Catching ‘Clams’ the Sustainable Way

by | Mar 21, 2018 | Conservation, Science | 0 comments

sunstar, starfishdiver, clam harvest

I don’t eat much seafood any more, I’m allergic to crustaceans so that doesn’t help much, but when I can I will eat scallops. The only problem is, most scallops are caught by dredging, a far from sustainable practice.  There is a better way.

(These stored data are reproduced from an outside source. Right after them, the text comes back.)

PR #132, opened 2022-01-24
virtio-queue: Add helpers for accessing queue information

sboeuf:
These helpers are meant to help crate's consumers getting and setting
information about the queue.

### DIFF
--- a/crates/virtio-queue/src/lib.rs
+++ b/crates/virtio-queue/src/lib.rs
@@ -154,6 +154,9 @@ pub trait QueueStateT: for<'a> QueueStateGuard<'a> {
     /// Read the `idx` field from the available ring.
     fn avail_idx<M: GuestMemory>(&self, mem: &M, order: Ordering) -> Result<Wrapping<u16>, Error>;
 
+    /// Read the `idx` field from the used ring.
+    fn used_idx<M: GuestMemory>(&self, mem: &M, order: Ordering) -> Result<Wrapping<u16>, Error>;
+
     /// Put a used descriptor head into the used ring.
     fn add_used<M: GuestMemory>(&mut self, mem: &M, head_index: u16, len: u32)
         -> Result<(), Error>;
@@ -181,4 +184,10 @@ pub trait QueueStateT: for<'a> QueueStateGuard<'a> {
 
     /// Set the index of the next entry in the available ring.
     fn set_next_avail(&mut self, next_avail: u16);
+
+    /// Return the index for the next descriptor in the used ring.
+    fn next_used(&self) -> u16;
+
+    /// Set the index for the next descriptor in the used ring.
+    fn set_next_used(&mut self, next_used: u16);
 }
--- a/crates/virtio-queue/src/queue.rs
+++ b/crates/virtio-queue/src/queue.rs
@@ -197,6 +197,14 @@ impl<M: GuestAddressSpace, S: QueueStateT> Queue<M, S> {
         self.state.avail_idx(self.mem.memory().deref(), order)
     }
 
+    /// Reads the `idx` field from the used ring.
+    ///
+    /// # Arguments
+    /// * `order` - the memory ordering used to access the `idx` field from memory.
+    pub fn used_idx(&self, order: Ordering) -> Result<Wrapping<u16>, Error> {
+        self.state.used_idx(self.mem.memory().deref(), order)
+    }
+
     /// Put a used descriptor head into the used ring.
     ///
     /// # Arguments
@@ -236,12 +244,25 @@ impl<M: GuestAddressSpace, S: QueueStateT> Queue<M, S> {
         self.state.next_avail()
     }
 
+    /// Returns the index for the next descriptor in the used ring.
+    pub fn next_used(&self) -> u16 {
+        self.state.next_used()
+    }
+
     /// Set the index of the next entry in the available ring.
     ///
     /// # Arguments
     /// * `next_avail` - the index of the next available ring entry.
     pub fn set_next_avail(&mut self, next_avail: u16) {
         self.state.set_next_avail(next_avail);
+    }
+
+    /// Sets the index for the next descriptor in the used ring.
+    ///
+    /// # Arguments
+    /// * `next_used` - the index of the next used ring entry.
+    pub fn set_next_used(&mut self, next_used: u16) {
+        self.state.set_next_used(next_used);
     }
 }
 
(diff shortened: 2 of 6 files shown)


crates/virtio-queue/src/lib.rs
```diff
@@ -154,6 +154,9 @@ pub trait QueueStateT: for<'a> QueueStateGuard<'a> {
     /// Read the `idx` field from the available ring.
     fn avail_idx<M: GuestMemory>(&self, mem: &M, order: Ordering) -> Result<Wrapping<u16>, Error>;
 
+    /// Read the `idx` field from the used ring.
+    fn used_idx<M: GuestMemory>(&self, mem: &M, order: Ordering) -> Result<Wrapping<u16>, Error>;
```
lauralt, line 158: Can you also add tests for the new setters/getters?

crates/virtio-queue/src/lib.rs
```diff
@@ -179,6 +182,12 @@ pub trait QueueStateT: for<'a> QueueStateGuard<'a> {
...
     fn next_avail(&self) -> u16;
 
+    /// Return the index for the next descriptor in the used ring.
+    fn next_used(&self) -> u16;
+
     /// Set the index of the next entry in the available ring.
     fn set_next_avail(&mut self, next_avail: u16);
+
+    /// Set the index for the next descriptor in the used ring.
+    fn set_next_used(&mut self, next_used: u16);
```
lauralt, line 192: Just curious, I had a look at how you are using these in CH, and I was wondering if this one for example would still be needed if you'd switch to the upstream `QueueState`. I'm not very familiar with PCI.

lauralt: We should also add support for the `Versionize` queue state in the near future, based on the agreed proposal from [here](https://github.com/rust-vmm/community/pull/118).

crates/virtio-queue/src/state.rs
```diff
@@ -311,6 +311,14 @@ impl QueueStateT for QueueState {
             .map_err(Error::GuestMemory)
     }
 
+    fn used_idx<M: GuestMemory>(&self, mem: &M, order: Ordering) -> Result<Wrapping<u16>, Error> {
+        let addr = self.used_ring.unchecked_add(2);
```
lauralt, line 315: I think I would use `checked_add` here for now because the queue's and the state's fields are public, so the user is allowed to configure a queue with invalid values.
I plan to update a bit the save/restore support for the queue, and we can reconsider the `(un)checked_*` story then.

crates/virtio-queue/src/lib.rs
sboeuf: I will.

crates/virtio-queue/src/state.rs
sboeuf: Cool

crates/virtio-queue/src/lib.rs
sboeuf: Yes I think once QueueState will be derived with Versionize, Cloud Hypervisor will be able to rely fully on it rather than redefining locally. But for now there's no other way.

crates/virtio-queue/src/lib.rs
sboeuf: Done!

sboeuf:
PR's ready for review.

crates/virtio-queue/src/lib.rs
```diff
@@ -179,6 +182,12 @@ pub trait QueueStateT: for<'a> QueueStateGuard<'a> {
     /// Return the index of the next entry in the available ring.
     fn next_avail(&self) -> u16;
 
+    /// Return the index for the next descriptor in the used ring.
```
jiangliu, line 185: Could we group getter and setter together by moving line 185-187 to line 190?

jiangliu:
Thanks for improving the unit test logic:)

crates/virtio-queue/src/lib.rs
sboeuf: Sure!

sboeuf: Done.

crates/virtio-queue/src/queue.rs
```diff
@@ -533,10 +556,14 @@ mod tests {
...
 
-            while let Some(_chain) = q.iter().unwrap().next() {
+            while let Some(chain) = q.iter().unwrap().next() {
                 // Here the device would consume entries from the available ring, add an entry in
                 // the used ring and optionally notify the driver. For the purpose of this test, we
                 // don't need to do anything with the chain, only consume it.
+                let head_index = chain.head_index();
+                let mut desc_len = 0;
+                chain.for_each(|d| desc_len += d.len());
+                q.add_used(head_index, desc_len).unwrap();
```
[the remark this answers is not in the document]
lauralt: nit: It would also be very nice to keep some descriptors as device-readable, and for those to not update desc_len.

crates/virtio-queue/src/queue.rs
```diff
@@ -533,10 +556,14 @@ mod tests {
             i += 1;
             q.disable_notification().unwrap();
 
-            while let Some(_chain) = q.iter().unwrap().next() {
+            while let Some(chain) = q.iter().unwrap().next() {
                 // Here the device would consume entries from the available ring, add an entry in
```
lauralt, line 560: Can you also update the comments in this test as they are not accurate anymore? Thanks!

jiangliu (dismissed):

sboeuf:
@lauralt PR updated!

crates/virtio-queue/src/queue.rs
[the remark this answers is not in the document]
sboeuf: I think I addressed your comments, let me know if I missed something.

crates/virtio-queue/src/queue.rs
```diff
@@ -555,8 +582,19 @@ mod tests {
...
+            while let Some(chain) = q.iter().unwrap().next() {
+                // Process the descriptor chain, and then add entries to the
+                // used ring.
+                let head_index = chain.head_index();
+                let mut desc_len = 0;
+                chain.for_each(|d| {
+                    if d.flags() & VIRTQ_DESC_F_WRITE == VIRTQ_DESC_F_WRITE {
+                        desc_len += d.len();
+                    }
+                });
```
lauralt, line 594: We can probably update every for_each with the way it is here so we don't have to care if the descriptors' flags have a particular value.

lauralt (approved):
Thanks for the improvements!

crates/virtio-queue/src/queue.rs
sboeuf: If I do so, I'll have to set in each test a few descriptors with the flag `VIRTQ_DESC_F_WRITE` otherwise the `add_used()` won't be called, and this will change the expected used index. WDYT?

lauralt: But if you parse a chain and there are no writable descriptors, I think you still have to add an used entry, even if with len = 0.

sboeuf: Actually I think you're correct, let me update the tests :)

sboeuf: Done!

lauralt (approved):

rbradford (approved):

I love scallops, they’re the food of the gods in my opinion, gently pan seared or even better, straight from the sea and raw.  The problem is, the way we ‘harvest’ scallops, or clams as they’re called on Scotland’s west coast, is a long way from being sustainable.

scallop, clam

Basically, several large steel beams covered in teeth are dragged at speed across the seafloor.  Anything tough, like a scallop, is retained in a steel mesh bag.  Anything fragile, which in this case means…everything else is pulverized.  There’s no bycatch with this method, because nothing survives the catching process.

sunstar, starfish

run a scallop dredger over this Sunstar and there’ll be nothing left of it

In the image below you can see the two booms stored on deck, waiting to be dragged at right angles to the boat, behind it.

fishing boat

Of course, this is all legal and generates a huge amount of cash.  The dredging industry likens it to harvesting from underwater fields and says the sea bed, before and after dredging, looks just the same.  Conservationists say that’s nonsense and the reason the seabed looks the same is due to repeated dredging that never allows the natural sea floor biota to recover.  Needless to say, they tend not to go to the same parties!

The solution is simple.  Harvest the clams by hand.  Back in 2015 I took some shots of a scallop diver; you can see that beyond an occasional fin kick, this chap is doing no harm whatsoever to the sea floor.

diver, harvest

You can see the complex mix of life on this sea bed. Calcareous algae, tube worms and molluscs create a species rich seabed habitat known as maerl.

diver, clam, harvest

The scallops do cost more, as this is a more labor-intensive method, but if you want to know that your seafood comes from a sustainable source, then harvesting by hand is the way to go.